The plugin contains outdated versions of the following third-party libraries: AWS SDK for PHP, clipboard.js, FullCalendar Google Calendar Plugin, FullCalendar, Guzzle, Guzzle PSR-7 Message Implementation, Guzzle Promises, jmespath.php, jquery.fancytree.js, moment.js, PHP-FIG HTTP Client, PHP-FIG PSR Http Message, phpseclib, sweetalert2, Symfony EventDispatcher Component, and Symfony Polyfill/Mbstring.

Unsupported Libraries

The plugin includes the following third-party libraries that are no longer supported by their developers: Guzzle 3 and jQuery File Upload.

Unserialize() Issues

In some instances, the plugin is securing usage of the unserialize() function against PHP object injection by passing the second parameter, “[‘allowed_classes’ => false]”, to the function. That seems to be done rather haphazardly, as similar code sometimes does that and sometimes doesn’t do that. It would be better to more widely apply that. In particular, usage in the files /Classes/class-replace-db-links.php, /Classes/Config.php, and /Pro/Staging/class-update-in-staging.php lacking that seems of more concern. In the file
/Classes/getUpdateStats.php the plugin is using the similar maybe_unserialize() function, which doesn’t support protecting against PHP object injection. Replacing that with a secured function would be better.

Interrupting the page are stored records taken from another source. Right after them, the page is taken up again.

PR #574, opened 2022-04-12
fix: change mode to onTouched

milljoniaer:
### What is included?
There was always the "Please fill in all the mandatory fields" message even on valid message while submitting.

That was the case, since the `isValid` const does not work on the onSubmit mode. (according to the [docu](https://react-hook-form.com/api/useform/formstate))

I changed the mode to onTouched

It works now, the message is only shown when the Form is not valid


feedm3 (approved):
Well done 👍

PR #576, opened 2022-04-14
feat(blog): add fcb case components

milljoniaer:
### This adds the new components needed for the fcb case

the stats
image
[preview](https://6257f90a41c03a7096b4fd43--satellytes-website-storybook.netlify.app/?path=/docs/components-content-stats--regular&globals=locale:en;locales.en:English;locales.de:Deutsch)

the full width images
image

#### Build Fail
The build failes currently, because there is no ContentfulStats Object published so far. Therefore the query fails.

Maybe we should wait with merging this until we can publish the FCB Case in Contentful.

You can still test this component (also within the fcb case) by running this branch locally


georgiee (approved):
Thanks, looks good. Did you interact with @dschu-lab. I think it's a good idea in terms of contentful integration. I only glimpsed through the files and it looks good 👍

src/components/legacy/markdown/custom-components.tsx
```diff
@@ -228,6 +229,20 @@ const customSatellytesComponents = {
...
+        {statItems.map((item, index) => (
+          <StatItem
+            key={item.label + index}
+            title={item.label}
+            content={item.value}
+          />
+        ))}
+      </Stats>
+    );
+  },
```
JulianAnthes: I think we can move the rendering part directly into `src/components/pages/blog-post/blog-post.tsx` since the properties of `customComponents` represent html tags that are rendered by the markdown plugin.

src/templates/blog-post.tsx
```diff
@@ -111,6 +111,15 @@ export const BlogPostPageQuery = graphql`
...
 
+          ... on ContentfulStats {
+            contentful_id
+            __typename
+            statItems {
+              label
+              value
+            }
+          }
+
```
JulianAnthes, line 125: Welcome `ContentfulStats` 👋

src/components/content/stats/stats.tsx
```diff
@@ -0,0 +1,47 @@
...
+
+const StatsWrapper = styled.div`
+  display: flex;
+  flex-direction: column;
+  gap: 48px;
+
+  ${up('sm')} {
+    flex-direction: row;
+  }
+`;
```
JulianAnthes: Lets replace those `div` tags with more meaningful ones, like the [dl tag](https://www.w3schools.com/TAGs/tag_dl.asp):

### Example HTML result
```html
<dl>
  <dt>Team Size</dt>
  <dd>6 people</dd>
  <dt>Start</dt>
  <dd>December 2018</dd>
  <dt>End</dt>
  <dd>Ongoing</dd>
</dl>
```

Since we need to remove the `Wrapper` (`StatsItem` wrapper), we should switch to a css grid for the `StatsWrapper`. 

I have created a small codepen as orientation for you: [Codepen Example](https://codepen.io/dschu/pen/LYegRNv)

JulianAnthes (changes requested):
Looks like a really great feature! Can't wait to see this released. But we should take the time and improve on the semantic html. 

Moving the stats rendering depends on if it is possible to use it in plain markdown. If it works, we can leave it as is, but if not then it would be better to "lift it one level higher".

src/components/legacy/markdown/custom-components.tsx
milljoniaer: you are right, I fixed it 👍

src/templates/blog-post.tsx
milljoniaer: 🥳

src/components/content/stats/stats.tsx
milljoniaer: thank you for suggestion, this is convenient, I changed it 👍

milljoniaer:
Thank you for your suggestions. I changed them, I also added the storybook deployment label and added the preview link to my description.

Please have another look.

JulianAnthes (approved):
Thanks for refactoring this into a description list. 
I have nothing more to add, great work! 💪

milljoniaer:
Since the fcb case also requires full width images, I added these also in this branch to have the possibility to see the whole fcb case in action when starting this branch locally.

PR #600, opened 2022-04-19
feat: add gesture handling to leaflet

milljoniaer:
### What is included?

This adds `leaflet-gesture-handling` to our leaflet on the contact page. That way it is possible to:
- scroll down the page even when hovering over the map
- zoom the map when hovering with pressing command or ctrl during scrolling
- zoom with two fingers on touchpad or mobile

### Some thougths

My implementation feels a little bit ugly, since `leaflet-gesture-handling` does not provide types (casting to any needed). 
And I added component returning null just to get access to useMap(). I dont know if this way is still fine, but I did not know a better way.

### DIFF
--- a/src/components/pages/contact/leaflet/leaflet.tsx
+++ b/src/components/pages/contact/leaflet/leaflet.tsx
@@ -1,3 +1,10 @@
+import * as L from 'leaflet';
+import { LatLngExpression } from 'leaflet';
+import { GestureHandling } from 'leaflet-gesture-handling';
+import 'leaflet-gesture-handling/dist/leaflet-gesture-handling.css';
+import 'leaflet/dist/leaflet.css';
+import React, { useEffect, useState } from 'react';
+import { Helmet } from 'react-helmet';
 import {
   CircleMarker,
   LayersControl,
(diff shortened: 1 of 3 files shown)


src/components/pages/contact/leaflet/leaflet.tsx
```diff
@@ -1,20 +1,25 @@
+import * as L from 'leaflet';
+import { LatLngExpression } from 'leaflet';
+import { GestureHandling } from 'leaflet-gesture-handling';
+import 'leaflet-gesture-handling/dist/leaflet-gesture-handling.css';
```
feedm3: I guess we don't need those imports if we put them into React Helmet below with:

```
 <link
          rel="stylesheet"
          href="//unpkg.com/leaflet-gesture-handling/dist/leaflet-gesture-handling.min.css"
          type="text/css"
        />
```

It's better to use the React Helmet import, instead of `import`

src/components/pages/contact/leaflet/leaflet.tsx
```diff
@@ -1,20 +1,25 @@
...
+import 'leaflet/dist/leaflet.css';
```
feedm3: Same for this. Shouldn't be needed

src/components/pages/contact/leaflet/leaflet.tsx
```diff
@@ -57,13 +62,23 @@ const MapWrapper = styled.div`
...
 
+const EnableGestureHandling = () => {
+  /**
+   * leaflet-gesture-handling does not add gestureHandling to the types
+   * but map.gestureHandling exists and works
+   */
+  const map = useMap() as any;
+  map.gestureHandling.enable();
+  L.Map.addInitHook('addHandler', 'gestureHandling', GestureHandling);
+  return null;
```
feedm3, line 71: You can put this method directly into the `Leaflet` component. It's usually nice to put features into own components, but this time it looks like too much.

feedm3 (changes requested):
Well done, I have 3 suggestions 🥳

src/components/pages/contact/leaflet/leaflet.tsx
milljoniaer: I tried to do so, but useMap() can only be used in child components of the MapContainer, that is why it was not possible to do so

src/components/pages/contact/leaflet/leaflet.tsx
milljoniaer: 👍

src/components/pages/contact/leaflet/leaflet.tsx
milljoniaer: 👍

milljoniaer:
Thank you for the suggestions, I have implemented them or added a comment.
Please have another look

feedm3 (approved):

PR #603, opened 2022-04-19
feat: fix translation & cleanup gestureHandling code

milljoniaer:
### What is included?
- adds translation for the helper messages for the leaflet gesture handling
- cleans up the code by using the gestureHandlingOptions of MapContainer (with ts-ignore, since leaflet-gesture-handling does not provide types)

The documentation of `leaflet-gesture-handling` is unclear about the possible props. The `gestureHandlingOptions` Prop does not work as expected especially with duration and text together. But at least gestureHandlingText has worked now. Read this for more information: https://github.com/elmarquis/Leaflet.GestureHandling/issues/47


feedm3 (approved):

feedm3 (changes requested):
I just checked it on the deployed preview and the text and information don't show up anymore when you scroll. Something seems to be broken.

milljoniaer:
I checked it again, and it is weird, when it works and when it doesn't.

But did you try it with a mouse or with a touchpad?

It seems, that is only working while you are actually scrolling which is only possible to do with the touchpad. 
I will do some research on this.

feedm3:
Touchpad on Mac. Everything works fine on satellytes.com, so the bug must come from this change.

milljoniaer:
I think I figured the problem out. When setting the custom text, somehow the duration of Text is set to 0.
It is possible to set this duration, but it works only if there is no text set.

What shall we do? Do we leave the text out? (when there is no text set, the browser language is selected fro the map text)

feedm3 (approved):
Very nice feature! Also works now properly with the right props 🙂

PR #1396, opened 2021-07-29
fixbug[cluster/index.ts] GetInfoFromNode slotRangeStart and slotRangeEnd WrongType

thaiwu0107:
GetInfoFromNode slotRangeStart and slotRangeEnd WrongType


luin:
Addressed in https://github.com/luin/ioredis/pull/1504

Issue #1027, opened 2019-12-14
Execute script with caching but no definedCommand


ethanresnick:
I have a class that accepts an `ioredis` instance as a parameter and uses it to make some redis calls. One of those calls requires running a script, and I'd like to be able to take advantage of the logic that first attempts to run the script by SHA, rather than sending the script text each time. However, I don't want my class to have to call `defineCommand` on the ioredis instance it's passed, as it doesn't "own" that instance, and shouldn't be mutating it in ways that are visible from the outside.

As far as I can tell, the Script.ts file that contains the EVALSHA logic is not exported anywhere/not part of this module's public interface. Could that class be exported, so that I can create a script and run it (by passing the instance to script.execute) without having to mutate the ioredis instance (or import the Script class despite it not being part of the public API)?

ethanresnick:
I feel like this should be reopened, as it hasn't been addressed at all (even to say it's invalid/won't be supported). 

Also, @luin, maybe it'd be worth turning down the aggressiveness of the stale bot a little bit? It's somewhat annoying to spend time opening an issue only for a bot to automatically close it (and without a way to reopen it myself).

TysonAndre:
Another use case for this:

Consider an application using a `Proxy<Redis>` or `Proxy<RedisCluster>` in case a config needs to change at runtime (e.g. to change the hostname, or to switch to Redis Cluster, or to change a prefix) (https://developer.mozilla.org/en-US/docs/Web/JavaScript/Reference/Global_Objects/Proxy) 

In that case, when the redis instance belonging to the Proxy is switched to a newly constructed instance, all of the dynamic properties defined with defineCommand would be lost.

> As far as I can tell, the Script.ts file that contains the EVALSHA logic is not exported anywhere/not part of this module's public interface. Could that class be exported, so that I can create a script and run it (by passing the instance to script.execute) without having to mutate the ioredis instance (or import the Script class despite it not being part of the public API)?

Having a low level api would be something I'd personally consider useful for
- third party libraries that prefer avoiding mutating the passed in redis instance
- applications where the redis instance is a Proxy

PR #1404, opened 2021-08-04
Proposal: Make Script and Script.execute a stable api

TysonAndre:
For #1027

Having a stable low level api to evaluate scripts would be something I'd
personally consider useful for:

1. Third party libraries that prefer avoiding mutating the passed in redis instance
2. Applications where the redis instance is a Proxy.

If the concept makes sense to ioredis maintainers, more tests will be added.

Aside: Would adding Commander.getKeyPrefix make sense? Or should this stop passing in the keyPrefix to the Script constructor and use something like `container?.options?.keyPrefix` instead?

### DIFF
--- a/API.md
+++ b/API.md
@@ -13,7 +13,7 @@
 
 ## Redis ⇐ <code>[EventEmitter](http://nodejs.org/api/events.html#events_class_events_eventemitter)</code>
 
-**Kind**: global class  
+**Kind**: global class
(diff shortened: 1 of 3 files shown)


luin:
> Would adding Commander.getKeyPrefix make sense?

What would it look like with this approach? Should `Script` call that method?

TysonAndre:
> What would it look like with this approach? Should `Script` call that method?

Yes, that's what I had in mind so that a script could be called by any Commander and automatically use the right key prefix if they weren't overridden in an options object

Missing Filter for filter_input()

The function sanitize_get_variables_wptc() in the file /wptc-cron-functions.php uses the filter_input() filtering function without a filter specified, so it doesn’t do any filtering. If you are going to use that, you need to specify a filter.

Logging Issue

The plugin’s logging functionality, which happens in the function wptc_log() in the file /common-functions.php, stores the logging file in a standardized location that doesn’t contain any access restrictions. So anyone could access that.

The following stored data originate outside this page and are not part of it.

PR #1408, opened 2021-08-06
fix(cluster): lazyConnect with pipeline

### LINKED ISSUE #1407: Cluster lazyConnect will not auto connect in pipeline/multi/enableAutoPipelining

jseagull:
this will fix #1407

### DIFF
--- a/lib/pipeline.ts
+++ b/lib/pipeline.ts
@@ -16,7 +16,7 @@ import Commander from "./commander";
 function generateMultiWithNodes(redis, keys) {
   const slot = calculateSlot(keys[0]);
   const target = redis._groupsBySlot[slot];
-  
+
   for (let i = 1; i < keys.length; i++) {
     if (redis._groupsBySlot[calculateSlot(keys[i])] !== target) {
       return -1;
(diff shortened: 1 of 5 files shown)


lib/pipeline.ts
```diff
@@ -241,6 +242,7 @@ Pipeline.prototype.execBuffer = deprecate(function () {
 Pipeline.prototype.exec = function (callback: CallbackFunction) {
   // Wait for the cluster to be connected, since we need nodes information before continuing
   if (this.isCluster && !this.redis.slots.length) {
+    if (this.redis.status === "wait") this.redis.connect();
```
TysonAndre, line 245:
```suggestion
    if (this.redis.status === "wait") this.redis.connect().catch(noop);
```

I think that without the Promise.catch, there may be an UnhandledPromiseRejection that would terminate node processes with a `process.on('unhandledRejection')` listener that terminates.

Looks reasonable otherwise, but I'm not a maintainer

jseagull: Added to all three location.

luin (approved):

luin:
Thanks @jseagull @TysonAndre !

PR #1416, opened 2021-08-18
fix: handle malicious keys for hgetall

### LINKED ISSUE #1267: hgetall mishandles malicious keys (__proto__)
This isn't a global prototype pollution attack, but does mean it's possible to get inconsistent behaviour:

```js
await client.hset('test_key', ['__proto__', 'hello']);
console.log('hget:', await client.hget('test_key', '__proto__'))); // "hello"
console.log('hgetall:', await client.hgetall('test_key'))); // does not include __proto__: hello
```

It's because the reply transformer which is applied does not check for special field names: https://github.com/luin/ioredis/blob/master/lib/command.ts#L404

Since this isn't doing a recursive set, it can't cause global prototype pollution, but it _can_ cause unexpected inconsistent behaviour as shown above. Obviously this is mainly a concern if allowing user-provided field names (e.g. a database explorer UI). Since the database itself can handle this name, I think the client library should be able to handle it too.

The easiest fix would be something like:

```js
    const obj = {};
    for (let i = 0; i < result.length; i += 2) {
      const key = result[i];
      const value = result[i + 1];
      if (obj[key]) { // can only be truthy if the property is special somehow, like '__proto__' or 'constructor'
        Object.defineProperty(obj, key, {
          value,
          configurable: true,
          enumerable: true,
          writable: true,
        });
      } else {
        obj[key] = value;
      }
    }
    return obj;
```

But a better fix would be to change the API to return a `Map` instead.

None of the other commands seem to have the same issue; `hgetall` is the only command which uses `setReplyTransformer`, and the `ArgumentTransformer`s are fine (e.g. `hset('foo', JSON.parse('{"__proto__":"yay"}'))` works)

---

Relatedly, it would be nice to be able to call `hgetall` _without_ the reply transformer (returning a raw key/value alternating list) for situations where the intent is to iterate through all fields anyway. It's interesting that the transformer has [a condition checking for arrays](https://github.com/luin/ioredis/blob/master/lib/command.ts#L401); is it possible for the server to send a different data type? The [main documentation says it will always be a list](https://redis.io/commands/hgetall).

luin:
Closes #1267

### DIFF
--- a/lib/command.ts
+++ b/lib/command.ts
@@ -427,7 +427,20 @@ Command.setReplyTransformer("hgetall", function (result) {
   if (Array.isArray(result)) {
     const obj = {};
     for (let i = 0; i < result.length; i += 2) {
-      obj[result[i]] = result[i + 1];
+      const key = result[i];
+      const value = result[i + 1];
+      if (obj[key]) {
+        // can only be truthy if the property is special somehow, like '__proto__' or 'constructor'
+        // https://github.com/luin/ioredis/issues/1267
+        Object.defineProperty(obj, key, {
+          value,
+          configurable: true,
+          enumerable: true,
+          writable: true,
+        });
+      } else {
+        obj[key] = value;
+      }
     }
     return obj;
   }
--- a/test/functional/hgetall.ts
+++ b/test/functional/hgetall.ts
@@ -1,0 +1,12 @@
+import Redis from "../../lib/redis";
+import { expect } from "chai";
+
+describe("hgetall", function () {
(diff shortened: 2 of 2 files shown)


lib/command.ts
```diff
@@ -427,7 +427,20 @@ Command.setReplyTransformer("hgetall", function (result) {
   if (Array.isArray(result)) {
     const obj = {};
```
silverwind, line 428: Could probably just use `Object.create(null)` here to avoid the performance hit from the additional check below.

Issue #1417, opened 2021-08-18
Idea: Add new `hgetallMap` method to return `Map<String,String>`


TysonAndre:
(and `hgetallMapBuffer: Map<String, Buffer>`)

Motivation:
- Make it easier to write consise code that avoids prototype pollution
- Often, I'd end up converting `Object.entries(await redis.hgetall(key))` to a Map anyway.
  (easier to make callers write `map.has(fieldName)` than `Object.prototype.hasOwnProperty.call(obj, fieldName)`, since `obj[fieldName]` would be wrong for fields that are part of the object prototype)

Related to #1267 

(Aside: would `key in obj` work better than `obj[key]` for the check if the property was already defined, in the PR fixing that issue for `hgetall` (to account for `Object.prototype.customProperty = false;`)? Otherwise, the PR looked correct.)

luin:
> (and hgetallMapBuffer: Map<String, Buffer>)

I definitely think it's useful to add it. However, I'm not sure if this is the right time to add it. For now, although ioredis is 100% written in TypeScript, many types are missing (ex there are no typings for `Redis#get`). I think we should solve the typing issue first and then add more methods to Redis/Commander since the process of adding types may result in breaking changes.

> (Aside: would key in obj work better than obj[key] for the check if the property was already defined...
Good point! I didn't think of that. Can you take a look https://github.com/luin/ioredis/pull/1418 ?

PR #1418, opened 2021-08-18
fix: improve proto checking for hgetall [skip ci]

luin:
As mentioned in https://github.com/luin/ioredis/issues/1417

### DIFF
--- a/test/functional/hgetall.ts
+++ b/test/functional/hgetall.ts
@@ -32,5 +32,6 @@ describe("hgetall", function () {
     expect(Object.keys(ret).sort()).to.eql(
       ["__proto__", CUSTOM_PROPERTY].sort()
     );
+    expect(Object.getPrototypeOf(ret)).to.eql(Object.prototype);
   });
 });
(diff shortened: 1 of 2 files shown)


test/functional/hgetall.ts
```diff
@@ -1,12 +1,36 @@
...
+      CUSTOM_PROPERTY,
+      "world"
+    );
     const ret = await redis.hgetall("test_key");
     expect(ret.__proto__).to.eql("hello");
-    expect(Object.keys(ret)).to.eql(["__proto__"]);
+    expect(ret[CUSTOM_PROPERTY]).to.eql("world");
+    expect(Object.keys(ret).sort()).to.eql(
+      ["__proto__", CUSTOM_PROPERTY].sort()
+    );
```
TysonAndre, line 34: Unrelated to this change: Could also check that `expect(Object.getPrototypeOf(ret)).to.eql(Object.prototype);` to confirm the original prototype isn't overridden, though the Object.keys() check pretty much implies that

TysonAndre (commented):
lgtm, documentation of https://developer.mozilla.org/en-US/docs/Web/JavaScript/Reference/Operators/in#parameters `in` operator is what I'd expect it to be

Lack of Protection Against Direct Access to PHP Files

Some of the plugin’s .php files do not have code at the beginning of the files to restrict direct access to them. We didn’t see anything that could be exploited in the files without the restriction in place, but several files have functionality that can be accessed with the plugin installed, though they may not be intended to be in that situation:

• /wp-tcapsule-bridge/index.php
• /Pro/Staging/bridge/bridge.php
• /wp-tcapsule-bridge/wptc-copy.php
• /wp-tcapsule-bridge/wptc-ajax.php

Adding the code the plugin already has in other files would make things more secure.